**TASK DESCRIPTION:** Give the records again, word for word.

**Collected data entries:**
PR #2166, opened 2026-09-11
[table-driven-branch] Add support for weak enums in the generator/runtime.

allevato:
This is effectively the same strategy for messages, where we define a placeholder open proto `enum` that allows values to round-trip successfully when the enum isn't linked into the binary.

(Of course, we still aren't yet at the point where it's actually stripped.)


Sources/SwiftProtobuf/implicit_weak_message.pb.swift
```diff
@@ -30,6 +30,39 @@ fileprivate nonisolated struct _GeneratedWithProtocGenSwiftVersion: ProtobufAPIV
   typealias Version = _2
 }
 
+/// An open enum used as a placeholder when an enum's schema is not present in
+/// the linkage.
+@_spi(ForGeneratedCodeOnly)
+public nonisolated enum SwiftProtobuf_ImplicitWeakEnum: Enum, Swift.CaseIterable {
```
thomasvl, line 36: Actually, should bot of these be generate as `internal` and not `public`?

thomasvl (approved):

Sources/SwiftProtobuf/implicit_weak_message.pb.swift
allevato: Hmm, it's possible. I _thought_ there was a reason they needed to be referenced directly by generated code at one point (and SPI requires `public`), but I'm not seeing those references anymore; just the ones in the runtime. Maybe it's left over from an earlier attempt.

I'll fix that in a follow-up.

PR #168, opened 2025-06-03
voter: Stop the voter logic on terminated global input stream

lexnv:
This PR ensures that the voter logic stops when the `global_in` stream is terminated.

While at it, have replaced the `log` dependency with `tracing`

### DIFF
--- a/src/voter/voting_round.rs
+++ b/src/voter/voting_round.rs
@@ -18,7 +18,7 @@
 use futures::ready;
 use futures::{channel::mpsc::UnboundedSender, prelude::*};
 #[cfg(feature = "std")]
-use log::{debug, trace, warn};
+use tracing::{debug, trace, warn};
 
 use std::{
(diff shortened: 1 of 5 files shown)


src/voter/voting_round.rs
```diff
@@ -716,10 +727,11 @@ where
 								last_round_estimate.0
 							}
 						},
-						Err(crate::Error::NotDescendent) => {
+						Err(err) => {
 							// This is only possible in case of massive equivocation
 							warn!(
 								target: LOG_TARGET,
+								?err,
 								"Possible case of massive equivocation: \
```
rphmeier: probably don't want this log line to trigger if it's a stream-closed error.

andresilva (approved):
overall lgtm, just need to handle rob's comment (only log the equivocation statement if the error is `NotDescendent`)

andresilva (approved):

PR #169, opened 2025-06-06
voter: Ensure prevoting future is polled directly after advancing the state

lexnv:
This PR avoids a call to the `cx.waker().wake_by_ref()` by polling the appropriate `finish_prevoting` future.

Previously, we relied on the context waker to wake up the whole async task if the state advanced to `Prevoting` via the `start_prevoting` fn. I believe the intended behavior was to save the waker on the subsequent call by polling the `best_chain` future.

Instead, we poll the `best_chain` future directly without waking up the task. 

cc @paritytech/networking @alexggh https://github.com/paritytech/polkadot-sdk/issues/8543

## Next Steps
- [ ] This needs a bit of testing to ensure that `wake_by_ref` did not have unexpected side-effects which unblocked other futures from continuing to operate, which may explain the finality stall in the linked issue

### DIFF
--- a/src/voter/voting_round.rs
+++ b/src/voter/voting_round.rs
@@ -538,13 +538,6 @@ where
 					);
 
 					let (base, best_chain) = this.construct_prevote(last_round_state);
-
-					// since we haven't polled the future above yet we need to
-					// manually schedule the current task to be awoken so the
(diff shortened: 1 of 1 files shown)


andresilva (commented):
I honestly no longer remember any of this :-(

**EXPECTED ANSWER:**
PR #2166, opened 2026-09-11
[table-driven-branch] Add support for weak enums in the generator/runtime.

allevato:
This is effectively the same strategy for messages, where we define a placeholder open proto `enum` that allows values to round-trip successfully when the enum isn't linked into the binary.

(Of course, we still aren't yet at the point where it's actually stripped.)


Sources/SwiftProtobuf/implicit_weak_message.pb.swift
```diff
@@ -30,6 +30,39 @@ fileprivate nonisolated struct _GeneratedWithProtocGenSwiftVersion: ProtobufAPIV
   typealias Version = _2
 }
 
+/// An open enum used as a placeholder when an enum's schema is not present in
+/// the linkage.
+@_spi(ForGeneratedCodeOnly)
+public nonisolated enum SwiftProtobuf_ImplicitWeakEnum: Enum, Swift.CaseIterable {
```
thomasvl, line 36: Actually, should bot of these be generate as `internal` and not `public`?

thomasvl (approved):

Sources/SwiftProtobuf/implicit_weak_message.pb.swift
allevato: Hmm, it's possible. I _thought_ there was a reason they needed to be referenced directly by generated code at one point (and SPI requires `public`), but I'm not seeing those references anymore; just the ones in the runtime. Maybe it's left over from an earlier attempt.

I'll fix that in a follow-up.

PR #168, opened 2025-06-03
voter: Stop the voter logic on terminated global input stream

lexnv:
This PR ensures that the voter logic stops when the `global_in` stream is terminated.

While at it, have replaced the `log` dependency with `tracing`

### DIFF
--- a/src/voter/voting_round.rs
+++ b/src/voter/voting_round.rs
@@ -18,7 +18,7 @@
 use futures::ready;
 use futures::{channel::mpsc::UnboundedSender, prelude::*};
 #[cfg(feature = "std")]
-use log::{debug, trace, warn};
+use tracing::{debug, trace, warn};
 
 use std::{
(diff shortened: 1 of 5 files shown)


src/voter/voting_round.rs
```diff
@@ -716,10 +727,11 @@ where
 								last_round_estimate.0
 							}
 						},
-						Err(crate::Error::NotDescendent) => {
+						Err(err) => {
 							// This is only possible in case of massive equivocation
 							warn!(
 								target: LOG_TARGET,
+								?err,
 								"Possible case of massive equivocation: \
```
rphmeier: probably don't want this log line to trigger if it's a stream-closed error.

andresilva (approved):
overall lgtm, just need to handle rob's comment (only log the equivocation statement if the error is `NotDescendent`)

andresilva (approved):

PR #169, opened 2025-06-06
voter: Ensure prevoting future is polled directly after advancing the state

lexnv:
This PR avoids a call to the `cx.waker().wake_by_ref()` by polling the appropriate `finish_prevoting` future.

Previously, we relied on the context waker to wake up the whole async task if the state advanced to `Prevoting` via the `start_prevoting` fn. I believe the intended behavior was to save the waker on the subsequent call by polling the `best_chain` future.

Instead, we poll the `best_chain` future directly without waking up the task. 

cc @paritytech/networking @alexggh https://github.com/paritytech/polkadot-sdk/issues/8543

## Next Steps
- [ ] This needs a bit of testing to ensure that `wake_by_ref` did not have unexpected side-effects which unblocked other futures from continuing to operate, which may explain the finality stall in the linked issue

### DIFF
--- a/src/voter/voting_round.rs
+++ b/src/voter/voting_round.rs
@@ -538,13 +538,6 @@ where
 					);
 
 					let (base, best_chain) = this.construct_prevote(last_round_state);
-
-					// since we haven't polled the future above yet we need to
-					// manually schedule the current task to be awoken so the
(diff shortened: 1 of 1 files shown)


andresilva (commented):
I honestly no longer remember any of this :-(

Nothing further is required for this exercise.